## [What to do]
Your answer should repeat every line of the records below in which the word "isset" appears.

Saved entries
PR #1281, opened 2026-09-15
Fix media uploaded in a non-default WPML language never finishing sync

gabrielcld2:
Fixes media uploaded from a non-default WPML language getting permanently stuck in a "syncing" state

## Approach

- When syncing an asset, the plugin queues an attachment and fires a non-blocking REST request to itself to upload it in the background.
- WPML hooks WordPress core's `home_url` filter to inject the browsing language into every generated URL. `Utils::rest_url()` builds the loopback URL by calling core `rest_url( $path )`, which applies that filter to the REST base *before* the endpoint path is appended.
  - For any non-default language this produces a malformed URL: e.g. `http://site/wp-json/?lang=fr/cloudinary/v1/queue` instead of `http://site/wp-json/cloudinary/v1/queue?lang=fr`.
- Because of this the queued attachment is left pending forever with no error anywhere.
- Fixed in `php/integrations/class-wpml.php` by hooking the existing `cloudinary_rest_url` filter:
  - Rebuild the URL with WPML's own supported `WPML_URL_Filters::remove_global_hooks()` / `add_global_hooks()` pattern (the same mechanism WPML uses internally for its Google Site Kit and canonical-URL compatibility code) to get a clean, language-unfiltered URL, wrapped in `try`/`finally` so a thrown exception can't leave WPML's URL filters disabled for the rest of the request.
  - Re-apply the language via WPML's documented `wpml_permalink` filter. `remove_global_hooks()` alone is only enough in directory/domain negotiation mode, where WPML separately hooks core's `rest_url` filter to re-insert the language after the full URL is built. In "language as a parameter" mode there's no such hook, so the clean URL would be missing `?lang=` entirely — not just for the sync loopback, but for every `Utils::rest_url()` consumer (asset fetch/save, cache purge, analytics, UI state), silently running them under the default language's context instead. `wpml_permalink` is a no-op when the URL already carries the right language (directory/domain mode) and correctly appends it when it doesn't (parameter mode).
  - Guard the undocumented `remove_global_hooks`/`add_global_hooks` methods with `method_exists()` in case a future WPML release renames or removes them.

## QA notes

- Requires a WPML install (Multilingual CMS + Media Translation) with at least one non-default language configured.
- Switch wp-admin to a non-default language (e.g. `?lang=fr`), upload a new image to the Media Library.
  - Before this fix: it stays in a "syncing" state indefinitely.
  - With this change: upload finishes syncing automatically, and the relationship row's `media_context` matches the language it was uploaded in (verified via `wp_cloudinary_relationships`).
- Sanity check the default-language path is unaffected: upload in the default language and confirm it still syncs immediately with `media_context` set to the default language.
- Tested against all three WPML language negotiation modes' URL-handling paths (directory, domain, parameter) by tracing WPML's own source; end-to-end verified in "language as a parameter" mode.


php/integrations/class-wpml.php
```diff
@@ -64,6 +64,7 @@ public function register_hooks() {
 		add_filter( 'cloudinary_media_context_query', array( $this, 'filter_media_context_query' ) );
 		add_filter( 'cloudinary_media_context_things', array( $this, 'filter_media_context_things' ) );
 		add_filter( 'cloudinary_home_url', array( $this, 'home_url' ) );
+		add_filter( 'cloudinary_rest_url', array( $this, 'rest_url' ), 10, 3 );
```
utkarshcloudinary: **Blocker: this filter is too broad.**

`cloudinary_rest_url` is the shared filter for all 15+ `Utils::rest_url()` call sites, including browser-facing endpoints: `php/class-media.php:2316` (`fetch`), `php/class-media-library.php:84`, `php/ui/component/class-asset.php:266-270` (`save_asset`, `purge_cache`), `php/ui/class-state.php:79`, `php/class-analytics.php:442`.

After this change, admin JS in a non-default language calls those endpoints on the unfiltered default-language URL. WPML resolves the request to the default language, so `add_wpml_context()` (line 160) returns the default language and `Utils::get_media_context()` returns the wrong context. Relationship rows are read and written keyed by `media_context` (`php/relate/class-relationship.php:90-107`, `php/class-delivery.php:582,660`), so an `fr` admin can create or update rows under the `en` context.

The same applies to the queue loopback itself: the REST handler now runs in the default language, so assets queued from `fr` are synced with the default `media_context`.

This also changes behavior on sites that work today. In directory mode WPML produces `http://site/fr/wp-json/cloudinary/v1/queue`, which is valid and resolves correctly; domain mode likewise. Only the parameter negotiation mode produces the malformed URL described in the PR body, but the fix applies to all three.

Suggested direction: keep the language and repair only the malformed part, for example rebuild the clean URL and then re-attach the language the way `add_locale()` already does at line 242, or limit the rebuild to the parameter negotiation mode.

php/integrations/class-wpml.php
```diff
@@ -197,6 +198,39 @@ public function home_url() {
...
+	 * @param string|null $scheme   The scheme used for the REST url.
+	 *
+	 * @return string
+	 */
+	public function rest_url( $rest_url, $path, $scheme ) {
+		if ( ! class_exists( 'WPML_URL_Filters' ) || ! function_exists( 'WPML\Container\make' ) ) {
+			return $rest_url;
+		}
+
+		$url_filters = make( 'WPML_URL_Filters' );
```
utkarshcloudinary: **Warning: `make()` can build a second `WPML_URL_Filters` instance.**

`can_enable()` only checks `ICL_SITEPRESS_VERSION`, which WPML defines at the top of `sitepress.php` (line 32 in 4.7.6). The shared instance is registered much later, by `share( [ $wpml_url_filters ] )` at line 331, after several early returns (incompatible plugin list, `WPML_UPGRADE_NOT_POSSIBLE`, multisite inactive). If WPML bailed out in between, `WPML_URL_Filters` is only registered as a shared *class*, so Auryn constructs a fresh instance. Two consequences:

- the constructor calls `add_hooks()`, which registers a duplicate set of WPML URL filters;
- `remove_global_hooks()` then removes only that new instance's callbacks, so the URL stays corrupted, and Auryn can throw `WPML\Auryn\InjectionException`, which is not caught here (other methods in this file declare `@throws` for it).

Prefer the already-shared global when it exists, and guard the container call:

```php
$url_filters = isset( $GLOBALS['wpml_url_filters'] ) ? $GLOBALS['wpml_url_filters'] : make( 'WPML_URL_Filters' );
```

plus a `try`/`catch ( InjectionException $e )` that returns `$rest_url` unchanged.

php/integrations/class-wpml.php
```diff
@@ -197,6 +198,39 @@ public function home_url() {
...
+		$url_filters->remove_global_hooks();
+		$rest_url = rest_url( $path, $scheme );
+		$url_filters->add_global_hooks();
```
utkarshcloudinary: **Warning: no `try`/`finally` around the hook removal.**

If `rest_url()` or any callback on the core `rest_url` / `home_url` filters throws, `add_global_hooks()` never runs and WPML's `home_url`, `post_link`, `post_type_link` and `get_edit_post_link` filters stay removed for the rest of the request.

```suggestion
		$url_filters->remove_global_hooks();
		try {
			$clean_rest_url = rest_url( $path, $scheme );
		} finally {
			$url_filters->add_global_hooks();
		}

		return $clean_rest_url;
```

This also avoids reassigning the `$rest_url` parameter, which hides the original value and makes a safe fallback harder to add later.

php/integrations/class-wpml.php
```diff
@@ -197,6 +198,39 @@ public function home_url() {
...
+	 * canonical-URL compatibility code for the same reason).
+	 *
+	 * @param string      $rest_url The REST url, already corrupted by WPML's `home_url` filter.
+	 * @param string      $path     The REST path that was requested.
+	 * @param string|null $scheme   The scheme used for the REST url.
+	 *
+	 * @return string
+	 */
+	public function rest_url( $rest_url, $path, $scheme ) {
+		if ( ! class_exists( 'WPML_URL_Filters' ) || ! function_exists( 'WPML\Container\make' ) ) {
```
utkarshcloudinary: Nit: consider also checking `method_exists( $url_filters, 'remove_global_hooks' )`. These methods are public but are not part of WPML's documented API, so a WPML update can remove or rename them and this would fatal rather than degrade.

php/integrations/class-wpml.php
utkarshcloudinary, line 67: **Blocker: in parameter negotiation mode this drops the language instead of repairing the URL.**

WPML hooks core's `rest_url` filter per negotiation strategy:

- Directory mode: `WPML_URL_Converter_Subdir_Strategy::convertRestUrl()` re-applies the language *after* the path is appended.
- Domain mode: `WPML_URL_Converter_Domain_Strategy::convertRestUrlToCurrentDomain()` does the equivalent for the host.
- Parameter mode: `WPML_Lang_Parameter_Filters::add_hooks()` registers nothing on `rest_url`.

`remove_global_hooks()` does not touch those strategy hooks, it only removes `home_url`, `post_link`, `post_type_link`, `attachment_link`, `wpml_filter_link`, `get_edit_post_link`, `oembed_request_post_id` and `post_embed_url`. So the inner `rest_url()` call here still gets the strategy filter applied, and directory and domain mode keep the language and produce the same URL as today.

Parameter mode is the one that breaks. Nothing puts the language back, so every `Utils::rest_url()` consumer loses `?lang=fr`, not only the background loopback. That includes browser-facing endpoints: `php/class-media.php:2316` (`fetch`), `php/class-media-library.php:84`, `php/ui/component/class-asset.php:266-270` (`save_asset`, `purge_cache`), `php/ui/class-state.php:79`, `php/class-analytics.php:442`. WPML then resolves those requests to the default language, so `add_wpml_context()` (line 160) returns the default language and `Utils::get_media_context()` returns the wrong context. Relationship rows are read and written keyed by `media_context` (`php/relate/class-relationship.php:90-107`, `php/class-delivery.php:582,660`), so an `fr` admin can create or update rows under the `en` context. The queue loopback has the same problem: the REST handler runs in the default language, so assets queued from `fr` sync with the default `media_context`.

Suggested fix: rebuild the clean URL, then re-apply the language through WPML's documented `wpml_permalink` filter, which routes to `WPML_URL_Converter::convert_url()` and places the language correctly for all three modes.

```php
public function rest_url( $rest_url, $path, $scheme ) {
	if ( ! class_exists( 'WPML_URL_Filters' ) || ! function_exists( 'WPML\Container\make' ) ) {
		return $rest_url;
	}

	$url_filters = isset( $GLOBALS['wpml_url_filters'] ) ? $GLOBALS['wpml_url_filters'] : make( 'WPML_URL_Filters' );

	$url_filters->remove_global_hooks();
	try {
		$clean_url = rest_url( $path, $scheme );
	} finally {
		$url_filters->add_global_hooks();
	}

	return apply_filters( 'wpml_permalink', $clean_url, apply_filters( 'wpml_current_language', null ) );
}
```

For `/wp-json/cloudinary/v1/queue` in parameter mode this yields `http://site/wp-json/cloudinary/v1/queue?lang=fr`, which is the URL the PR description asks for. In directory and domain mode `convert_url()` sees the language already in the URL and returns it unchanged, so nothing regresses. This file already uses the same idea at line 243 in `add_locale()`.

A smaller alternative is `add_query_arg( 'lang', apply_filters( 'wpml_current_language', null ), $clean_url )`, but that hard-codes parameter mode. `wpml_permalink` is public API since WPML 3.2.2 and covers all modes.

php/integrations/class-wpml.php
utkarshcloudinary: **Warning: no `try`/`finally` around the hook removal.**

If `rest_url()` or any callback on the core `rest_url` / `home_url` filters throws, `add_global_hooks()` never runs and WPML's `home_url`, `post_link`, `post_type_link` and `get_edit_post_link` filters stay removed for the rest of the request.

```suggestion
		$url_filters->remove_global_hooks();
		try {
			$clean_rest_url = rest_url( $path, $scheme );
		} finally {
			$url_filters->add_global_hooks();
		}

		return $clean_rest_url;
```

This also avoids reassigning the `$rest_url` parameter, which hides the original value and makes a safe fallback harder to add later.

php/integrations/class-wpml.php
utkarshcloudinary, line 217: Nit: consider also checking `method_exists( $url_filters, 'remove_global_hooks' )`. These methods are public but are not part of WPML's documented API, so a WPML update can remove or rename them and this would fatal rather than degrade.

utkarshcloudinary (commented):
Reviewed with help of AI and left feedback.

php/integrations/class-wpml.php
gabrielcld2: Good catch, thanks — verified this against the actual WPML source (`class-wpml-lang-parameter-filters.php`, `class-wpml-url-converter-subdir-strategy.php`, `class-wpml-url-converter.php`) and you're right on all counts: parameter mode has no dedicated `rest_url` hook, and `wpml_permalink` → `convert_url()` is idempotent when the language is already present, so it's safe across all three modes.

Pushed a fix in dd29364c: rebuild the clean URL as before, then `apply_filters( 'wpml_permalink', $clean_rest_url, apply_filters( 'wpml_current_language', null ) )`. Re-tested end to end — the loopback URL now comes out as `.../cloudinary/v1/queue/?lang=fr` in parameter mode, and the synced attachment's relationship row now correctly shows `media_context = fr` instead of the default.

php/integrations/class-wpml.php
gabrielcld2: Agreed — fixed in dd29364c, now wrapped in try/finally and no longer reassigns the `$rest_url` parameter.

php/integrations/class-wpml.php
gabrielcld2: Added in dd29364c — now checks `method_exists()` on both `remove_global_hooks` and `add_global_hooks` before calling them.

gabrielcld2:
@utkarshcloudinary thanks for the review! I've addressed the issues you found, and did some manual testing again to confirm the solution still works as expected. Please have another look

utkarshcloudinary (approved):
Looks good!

---

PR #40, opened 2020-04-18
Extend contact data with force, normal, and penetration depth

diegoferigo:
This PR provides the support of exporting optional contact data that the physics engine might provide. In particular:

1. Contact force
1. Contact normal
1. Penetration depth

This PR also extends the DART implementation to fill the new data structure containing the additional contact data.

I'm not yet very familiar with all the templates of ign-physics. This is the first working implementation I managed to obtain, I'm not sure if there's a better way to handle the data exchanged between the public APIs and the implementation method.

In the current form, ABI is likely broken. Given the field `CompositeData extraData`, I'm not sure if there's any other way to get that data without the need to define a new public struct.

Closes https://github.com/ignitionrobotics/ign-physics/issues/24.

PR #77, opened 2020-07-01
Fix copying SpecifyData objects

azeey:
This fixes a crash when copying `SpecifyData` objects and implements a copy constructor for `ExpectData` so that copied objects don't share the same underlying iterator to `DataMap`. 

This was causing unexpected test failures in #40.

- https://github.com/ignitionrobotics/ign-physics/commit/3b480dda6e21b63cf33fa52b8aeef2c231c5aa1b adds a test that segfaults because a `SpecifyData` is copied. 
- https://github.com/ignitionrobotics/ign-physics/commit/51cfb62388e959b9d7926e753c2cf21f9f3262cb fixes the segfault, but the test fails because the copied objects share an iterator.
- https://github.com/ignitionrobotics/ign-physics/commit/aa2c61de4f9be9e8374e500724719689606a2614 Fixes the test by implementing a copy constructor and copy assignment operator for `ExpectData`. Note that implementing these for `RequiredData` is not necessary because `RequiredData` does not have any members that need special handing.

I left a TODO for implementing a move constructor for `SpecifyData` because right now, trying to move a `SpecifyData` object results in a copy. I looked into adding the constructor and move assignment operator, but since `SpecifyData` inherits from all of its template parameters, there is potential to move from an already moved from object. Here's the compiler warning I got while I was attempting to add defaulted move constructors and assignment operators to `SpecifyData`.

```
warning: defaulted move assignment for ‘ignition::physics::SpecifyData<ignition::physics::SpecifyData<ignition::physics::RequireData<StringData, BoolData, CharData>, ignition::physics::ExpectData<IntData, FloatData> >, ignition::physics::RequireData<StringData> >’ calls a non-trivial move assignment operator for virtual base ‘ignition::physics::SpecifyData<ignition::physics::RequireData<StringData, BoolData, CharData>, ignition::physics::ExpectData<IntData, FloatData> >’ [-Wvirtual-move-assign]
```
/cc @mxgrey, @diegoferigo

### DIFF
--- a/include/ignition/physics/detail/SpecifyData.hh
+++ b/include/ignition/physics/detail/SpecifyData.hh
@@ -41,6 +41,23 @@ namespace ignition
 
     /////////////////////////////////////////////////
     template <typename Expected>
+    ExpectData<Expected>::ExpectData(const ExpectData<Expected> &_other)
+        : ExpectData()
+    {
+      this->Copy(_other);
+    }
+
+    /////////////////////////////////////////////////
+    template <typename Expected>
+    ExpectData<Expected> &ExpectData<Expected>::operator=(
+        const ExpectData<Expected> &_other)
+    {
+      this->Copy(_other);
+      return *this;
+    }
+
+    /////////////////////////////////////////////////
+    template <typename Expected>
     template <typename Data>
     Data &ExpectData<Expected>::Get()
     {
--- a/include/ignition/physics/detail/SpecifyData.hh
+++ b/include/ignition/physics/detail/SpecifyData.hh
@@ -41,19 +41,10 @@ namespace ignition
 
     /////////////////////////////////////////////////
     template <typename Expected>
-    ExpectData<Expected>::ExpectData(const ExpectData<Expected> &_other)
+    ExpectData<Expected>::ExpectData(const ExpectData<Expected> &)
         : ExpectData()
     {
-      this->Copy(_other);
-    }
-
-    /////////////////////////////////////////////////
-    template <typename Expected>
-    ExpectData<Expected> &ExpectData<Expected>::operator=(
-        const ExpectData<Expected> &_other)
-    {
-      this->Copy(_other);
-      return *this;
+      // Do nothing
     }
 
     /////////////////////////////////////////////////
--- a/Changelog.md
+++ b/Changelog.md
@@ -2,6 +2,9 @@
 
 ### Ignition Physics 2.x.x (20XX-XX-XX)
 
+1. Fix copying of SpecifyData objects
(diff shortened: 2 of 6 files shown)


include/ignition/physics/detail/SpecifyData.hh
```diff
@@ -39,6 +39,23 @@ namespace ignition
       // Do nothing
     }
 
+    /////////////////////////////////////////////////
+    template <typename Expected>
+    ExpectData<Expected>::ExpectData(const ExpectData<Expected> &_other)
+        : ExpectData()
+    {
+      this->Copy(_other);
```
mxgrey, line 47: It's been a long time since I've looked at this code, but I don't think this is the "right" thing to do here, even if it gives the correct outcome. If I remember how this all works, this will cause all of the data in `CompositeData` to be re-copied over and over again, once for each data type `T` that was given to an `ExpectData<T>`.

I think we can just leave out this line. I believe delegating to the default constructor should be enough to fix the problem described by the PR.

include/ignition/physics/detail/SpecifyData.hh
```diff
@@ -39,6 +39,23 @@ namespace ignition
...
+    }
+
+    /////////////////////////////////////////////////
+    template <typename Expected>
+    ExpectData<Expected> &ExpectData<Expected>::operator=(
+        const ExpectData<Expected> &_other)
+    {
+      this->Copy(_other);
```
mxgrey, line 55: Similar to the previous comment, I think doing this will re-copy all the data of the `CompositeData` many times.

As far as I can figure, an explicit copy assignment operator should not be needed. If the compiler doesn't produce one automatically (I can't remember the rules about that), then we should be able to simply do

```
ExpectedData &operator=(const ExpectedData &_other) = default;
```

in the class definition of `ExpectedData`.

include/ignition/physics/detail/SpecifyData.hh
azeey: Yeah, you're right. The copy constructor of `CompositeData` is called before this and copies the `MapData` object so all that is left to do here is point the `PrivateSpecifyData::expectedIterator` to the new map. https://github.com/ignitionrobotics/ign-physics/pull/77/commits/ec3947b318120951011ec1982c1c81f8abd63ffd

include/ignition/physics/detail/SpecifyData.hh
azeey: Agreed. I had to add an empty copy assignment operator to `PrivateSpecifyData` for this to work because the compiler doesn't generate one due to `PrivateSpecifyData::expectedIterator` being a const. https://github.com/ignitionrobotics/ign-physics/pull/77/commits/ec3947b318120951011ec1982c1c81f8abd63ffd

--

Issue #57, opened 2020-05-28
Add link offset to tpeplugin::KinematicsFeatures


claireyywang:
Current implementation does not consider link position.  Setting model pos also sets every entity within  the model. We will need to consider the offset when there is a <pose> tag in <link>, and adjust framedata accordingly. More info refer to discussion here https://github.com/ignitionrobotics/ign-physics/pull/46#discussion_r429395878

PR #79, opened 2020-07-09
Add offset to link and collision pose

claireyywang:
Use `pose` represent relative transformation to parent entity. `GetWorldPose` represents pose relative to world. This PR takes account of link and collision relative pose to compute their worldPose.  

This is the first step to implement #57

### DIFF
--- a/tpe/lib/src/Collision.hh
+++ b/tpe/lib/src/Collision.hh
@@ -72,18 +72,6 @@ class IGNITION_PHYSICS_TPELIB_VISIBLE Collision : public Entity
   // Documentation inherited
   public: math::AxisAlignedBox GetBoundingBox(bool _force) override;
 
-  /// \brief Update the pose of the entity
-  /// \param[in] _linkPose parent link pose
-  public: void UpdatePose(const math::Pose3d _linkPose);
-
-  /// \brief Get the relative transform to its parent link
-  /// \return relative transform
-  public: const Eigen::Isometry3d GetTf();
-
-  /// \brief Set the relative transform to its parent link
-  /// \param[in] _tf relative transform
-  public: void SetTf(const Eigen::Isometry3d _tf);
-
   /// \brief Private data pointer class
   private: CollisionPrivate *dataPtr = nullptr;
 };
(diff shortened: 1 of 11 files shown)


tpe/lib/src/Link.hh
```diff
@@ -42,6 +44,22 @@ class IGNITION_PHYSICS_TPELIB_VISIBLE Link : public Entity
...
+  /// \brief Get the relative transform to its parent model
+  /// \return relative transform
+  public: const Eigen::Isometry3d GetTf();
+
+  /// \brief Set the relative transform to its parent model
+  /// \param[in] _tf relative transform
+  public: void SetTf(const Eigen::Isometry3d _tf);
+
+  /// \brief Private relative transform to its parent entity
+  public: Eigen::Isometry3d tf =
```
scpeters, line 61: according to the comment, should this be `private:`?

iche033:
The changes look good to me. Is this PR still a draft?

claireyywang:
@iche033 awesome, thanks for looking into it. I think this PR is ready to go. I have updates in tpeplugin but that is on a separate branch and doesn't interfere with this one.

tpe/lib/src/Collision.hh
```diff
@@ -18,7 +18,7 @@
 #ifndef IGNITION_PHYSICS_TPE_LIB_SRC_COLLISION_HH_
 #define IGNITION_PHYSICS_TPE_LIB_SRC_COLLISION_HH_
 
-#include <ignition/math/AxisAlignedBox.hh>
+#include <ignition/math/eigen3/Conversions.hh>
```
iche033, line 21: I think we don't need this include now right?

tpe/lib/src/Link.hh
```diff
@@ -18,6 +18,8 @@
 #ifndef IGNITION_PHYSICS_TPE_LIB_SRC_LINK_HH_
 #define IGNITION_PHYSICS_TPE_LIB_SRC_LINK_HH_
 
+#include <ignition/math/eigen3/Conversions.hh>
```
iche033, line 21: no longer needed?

## [Result]
$url_filters = isset( $GLOBALS['wpml_url_filters'] ) ? $GLOBALS['wpml_url_filters'] : make( 'WPML_URL_Filters' );
	$url_filters = isset( $GLOBALS['wpml_url_filters'] ) ? $GLOBALS['wpml_url_filters'] : make( 'WPML_URL_Filters' );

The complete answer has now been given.